Transcribe each record below word for word.

+++ Records shown

PR #1827, opened 2026-06-19
Use logical names in cast complex object errors

### LINKED ISSUE #1826: func.cast() error shows internal db-name instead of readable column name
**Bug.** `func.cast()` over a complex-object column reports the internal `__`-joined db-name, not the user's dotted name.

```py
func.cast("item.Foo", str)
# DataChainParamsError: Function cast doesn't support complex object columns like 'item__Foo'.
# Use a leaf field (e.g., 'item__Foo.path') ...
```

Should read `item.Foo` / `item.Foo.path`. Source: `_validate_sql_func_columns`, `src/datachain/func/func.py`.

Extra step:
- [ ] check other functions when `__` is used in user facing messages or exceptions

gaoflow:
Fixes #1826.

## Summary
- Render complex-object column names with the user-facing dotted form in `func.cast()` errors.
- Keep the schema lookup and SQL path unchanged; only the error message changes.
- Add regression coverage for `item.Foo` so the message suggests `item.Foo.path` instead of the internal `item__Foo.path`.

## Tests
- `.venv/bin/python -m pytest tests/func/functions/test_cast.py -q`
- `.venv/bin/python -m pytest tests/unit/test_func.py -q`
- `.venv/bin/python -m pytest tests/func/functions/test_aggregate.py -k complex_object -q`
- `.venv/bin/python -m pytest tests/func/functions/test_conditional.py -k complex_object -q`
- `.venv/bin/python -m ruff format --check src/datachain/func/func.py tests/func/functions/test_cast.py`
- `.venv/bin/python -m ruff check src/datachain/func/func.py tests/func/functions/test_cast.py`
- `git diff --check`

AI assistance was used under my direction.

### DIFF
--- a/src/datachain/func/func.py
+++ b/src/datachain/func/func.py
@@ -14,7 +14,7 @@ from datachain.lib.convert.sql_to_python import sql_to_python
 from datachain.lib.data_model import NULLABLE_SCALARS, unwrap_optional
 from datachain.lib.model_store import ModelStore
 from datachain.lib.utils import DataChainColumnError, DataChainParamsError
-from datachain.query.schema import Column, ColumnExpr, ColumnMeta
+from datachain.query.schema import DEFAULT_DELIMITER, Column, ColumnExpr, ColumnMeta
 from datachain.sql.functions import numeric
 from datachain.sql.functions.conversion import datetime_to_string
 from datachain.sql.types import SQLType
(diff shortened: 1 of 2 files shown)


dreadatour (approved):
Looks good to me 👍

I wonder if we do have helper method to do not use this everywhere:

```python
user_col = arg.replace(DEFAULT_DELIMITER, ".")
```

++++++

Solution below:
PR #1827, opened 2026-06-19
Use logical names in cast complex object errors

### LINKED ISSUE #1826: func.cast() error shows internal db-name instead of readable column name
**Bug.** `func.cast()` over a complex-object column reports the internal `__`-joined db-name, not the user's dotted name.

```py
func.cast("item.Foo", str)
# DataChainParamsError: Function cast doesn't support complex object columns like 'item__Foo'.
# Use a leaf field (e.g., 'item__Foo.path') ...
```

Should read `item.Foo` / `item.Foo.path`. Source: `_validate_sql_func_columns`, `src/datachain/func/func.py`.

Extra step:
- [ ] check other functions when `__` is used in user facing messages or exceptions

gaoflow:
Fixes #1826.

## Summary
- Render complex-object column names with the user-facing dotted form in `func.cast()` errors.
- Keep the schema lookup and SQL path unchanged; only the error message changes.
- Add regression coverage for `item.Foo` so the message suggests `item.Foo.path` instead of the internal `item__Foo.path`.

## Tests
- `.venv/bin/python -m pytest tests/func/functions/test_cast.py -q`
- `.venv/bin/python -m pytest tests/unit/test_func.py -q`
- `.venv/bin/python -m pytest tests/func/functions/test_aggregate.py -k complex_object -q`
- `.venv/bin/python -m pytest tests/func/functions/test_conditional.py -k complex_object -q`
- `.venv/bin/python -m ruff format --check src/datachain/func/func.py tests/func/functions/test_cast.py`
- `.venv/bin/python -m ruff check src/datachain/func/func.py tests/func/functions/test_cast.py`
- `git diff --check`

AI assistance was used under my direction.

### DIFF
--- a/src/datachain/func/func.py
+++ b/src/datachain/func/func.py
@@ -14,7 +14,7 @@ from datachain.lib.convert.sql_to_python import sql_to_python
 from datachain.lib.data_model import NULLABLE_SCALARS, unwrap_optional
 from datachain.lib.model_store import ModelStore
 from datachain.lib.utils import DataChainColumnError, DataChainParamsError
-from datachain.query.schema import Column, ColumnExpr, ColumnMeta
+from datachain.query.schema import DEFAULT_DELIMITER, Column, ColumnExpr, ColumnMeta
 from datachain.sql.functions import numeric
 from datachain.sql.functions.conversion import datetime_to_string
 from datachain.sql.types import SQLType
(diff shortened: 1 of 2 files shown)


dreadatour (approved):
Looks good to me 👍

I wonder if we do have helper method to do not use this everywhere:

```python
user_col = arg.replace(DEFAULT_DELIMITER, ".")
```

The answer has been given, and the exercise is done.